Le rapport 2023 sur le sexisme en France est édifiant : non seulement il perdure, mais ses manifestations les plus violentes s’aggravent. En dépit d’une sensibilité toujours plus grande aux inégalités depuis Me Too, les clichés et les stéréotypes sexistes, générateurs d’inégalités, perdurent bel et bien. Parmi les hommes de 25 à 34 ans, près d’un quart estime qu’il faut parfois être violent pour se faire respecter. Tous âges confondus, 40% trouvent tout à fait normal que les femmes arrêtent de travailler pour s’occuper de leurs enfants. Du côté des femmes, 80% estiment être moins bien traitées que les hommes en raison de leur genre, et 37% disent avoir déjà subi des rapports sexuels non consentis. Ce chiffre est évidemment bien en deçà de la réalité puisqu’il ne concerne que celles qui ont réussi à en parler. Début mars, on comptait déjà 24 féminicides depuis le début de l’année 2023. En moyenne, dans notre pays, une femme est tuée en raison de son genre par son conjoint ou son ex, tous les 2 jours. En 2021, le nombre de féminicides avait augmenté de 20% par rapport à l’année précédente.
Finalement, non : on n’a pas toujours autant de raisons d’être en colère. On en a encore plus. Parce qu’aujourd’hui on connaît le système, on l’étudie, on sait quantifier et repérer les inégalités. Parce que les dysfonctionnements, qu’ils soient privés ou publics, sont dénoncés.

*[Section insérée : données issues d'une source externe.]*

PR #12982, opened 2026-02-16
JNI Validation Performance Test

asselyam:
Performance test was added to measure the execution time between enabled JNIValidation option and disabled


asselyam:
Dear Dr. @christianhaeubl here is the updated version of the thesis with additional performace check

Le 8 mars est un jour important, symboliquement, car il porte des valeurs et principes à l’international qui nous concernent toustes. C’est aussi l’occasion de mettre en avant les initiatives qui placent les femmes au cœur de la création ainsi que leur participation à la vie sociale, politique et économique. Pour autant, le fossé des violences et discriminations est tel, qu’il est urgent de s’informer, de se positionner, de s’engager. Individuellement et collectivement. Si le 8 mars est avant tout une journée de lutte, rappelons que la lutte contre les inégalités, c’est TOUS LES JOURS !!!